(Stored items)

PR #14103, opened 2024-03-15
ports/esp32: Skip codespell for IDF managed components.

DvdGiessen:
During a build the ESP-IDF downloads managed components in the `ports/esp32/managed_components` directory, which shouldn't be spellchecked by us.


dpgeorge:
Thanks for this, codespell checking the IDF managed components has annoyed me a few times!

### PROBLEM TO SOLVE
Going through the records above, state how many lines carry "components", with no other text.

### YOUR SOLUTION
3